Multimedia Systems Department, Faculty of Electronics, Telecommunications and Informatics, Gdańsk University of Technology, Narutowicza 11/12, 80-233 Gdańsk, Poland.
Audio Acoustics Laboratory, Faculty of Electronics, Telecommunications and Informatics, Gdańsk University of Technology, Narutowicza 11/12, 80-233 Gdańsk, Poland.
Sensors (Basel). 2022 Apr 15;22(8):3033. doi: 10.3390/s22083033.
The work aims to propose a novel approach for automatically identifying all instruments present in an audio excerpt using sets of individual convolutional neural networks (CNNs) per tested instrument. The paper starts with a review of tasks related to musical instrument identification. It focuses on tasks performed, input type, algorithms employed, and metrics used. The paper starts with the background presentation, i.e., metadata description and a review of related works. This is followed by showing the dataset prepared for the experiment and its division into subsets: training, validation, and evaluation. Then, the analyzed architecture of the neural network model is presented. Based on the described model, training is performed, and several quality metrics are determined for the training and validation sets. The results of the evaluation of the trained network on a separate set are shown. Detailed values for precision, recall, and the number of true and false positive and negative detections are presented. The model efficiency is high, with the metric values ranging from 0.86 for the guitar to 0.99 for drums. Finally, a discussion and a summary of the results obtained follows.

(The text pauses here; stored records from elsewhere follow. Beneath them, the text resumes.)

PR #2119, opened 2026-04-29
feat: post-investigation notification fan-out (Talon side of Phase 1)

taylorwalton:
Companion to **socfortress/CoPilot#830** — pairs the Talon prompt change with CoPilot's notification routing module so Phase 1 ships end-to-end.

## What's new

After step 6c's analyst delivery, the agent now optionally calls CoPilot's `POST /api/notifications/dispatch` to fan the report out to the customer's configured Slack/email destinations. CoPilot owns the route lookup, formatting, delivery, and idempotency.

## Files

- `groups/copilot/notifications.md` (new) — the operator-facing instruction file the agent reads. Trigger-picking rules, required/optional fields, response handling, and what NOT to do (e.g. don't query the route table directly, don't retry).
- `groups/copilot/CLAUDE.md` — adds a single paragraph as step 6d that references `notifications.md`. The core investigation flow stays untouched.
- `.gitignore` — allowlist `groups/copilot/notifications.md` so it tracks alongside `CLAUDE.md` and the prompts dir.

## Why split the file

The investigation prompt is large and stable. Bolting notification logic into `CLAUDE.md` directly would mix concerns and make every iteration of the notification flow risk the core prompt. A separate referenced file keeps both maintainable.

## Best-effort contract

The instruction explicitly tells the agent: dispatch failures must NOT fail the investigation. The agent logs a one-line warning and proceeds.

## Status

Draft until CoPilot side passes its smoke test — once a real Slack webhook receives a real investigation summary via this flow, both PRs come out of draft together.


taylorwalton:
Misfiled — opening on taylorwalton/talon instead.

PR #2121, opened 2026-04-29
fix(v2/agent-runner): fail-fast when required MCP remotes are down

jsboige:
## Summary

The agent kept replying "normally" when one of its required MCP servers returned 404 — sk-agent still working masked roo-state-manager being unreachable, and tool calls to the dead server quietly failed turn after turn. This PR enforces a fail-fast policy so partial-degraded operation can no longer hide.

## What changed

- **New `container/agent-runner/src/mcp-health.ts`** — parses mcp-remote configs (URL + bearer), POSTs JSON-RPC `initialize` to verify the endpoint, with a 60s in-memory cache.
- **Boot-time check** in `index.ts` — every required mcp-remote is probed before the poll loop starts. Any failure surfaces an explicit message to the first configured destination and exits 1; the host respawns and retries.
- **Per-turn check** in `poll-loop.ts` — same probe (cached) before each batch. On failure, replies with a `🛑 BLOCKED` message naming the unreachable server(s) and skips the turn rather than letting the agent route around the dead tool.
- **`required: false`** in `container.json` opts a server out (mcp-remote servers default to required; local stdio MCPs are not probed).

## Triggering incident

On 2026-04-29 the bot reported `mcp-tools.myia.io` returned 404 on `roo-state-manager` while sk-agent kept working. Sparfenyuk had a stale upstream session that `docker restart myia-mcp-proxy` alone could not clear (4 watchdog attempts in 16 min, all failed). The container kept serving turns without admitting the chain was down. A separate watchdog patch lives in `roo-extensions` (escalation: full-chain restart when tbxark-restart alone is insufficient).

## Test plan

- [x] `bun test` (69 pass / 0 fail), including 10 new tests in `mcp-health.test.ts`
- [x] `bun run typecheck` exit 0
- [x] Host-side `pnpm exec tsc --noEmit` exit 0
- [x] Container image rebuilt; active container stopped to force pickup of new code on next session
- [ ] Verify boot-time check halts cleanly with chain down (manual: cut the proxy, send a message, expect 🛑 alert + container exit)
- [ ] Verify per-turn check blocks a turn with chain down (manual)


jsboige:
wrong base; recreating against jsboige/nanoclaw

本工作旨在提出一种新方法,使用针对每个测试乐器的一组单个卷积神经网络 (CNN) 自动识别音频摘录中出现的所有乐器。本文首先回顾了与乐器识别相关的任务。它重点介绍了执行的任务、输入类型、使用的算法和使用的指标。本文首先介绍背景,即元数据描述和相关工作回顾。然后展示为实验准备的数据集及其划分为训练集、验证集和评估集。然后,介绍所分析的神经网络模型架构。基于描述的模型进行训练,并确定训练集和验证集的几个质量指标。展示在单独的数据集上评估训练后的网络的结果。呈现了精度、召回率以及真实和假阳性和阴性检测的数量的详细值。该模型的效率很高,吉他的指标值范围从 0.86 到鼓的 0.99。最后,进行讨论并总结获得的结果。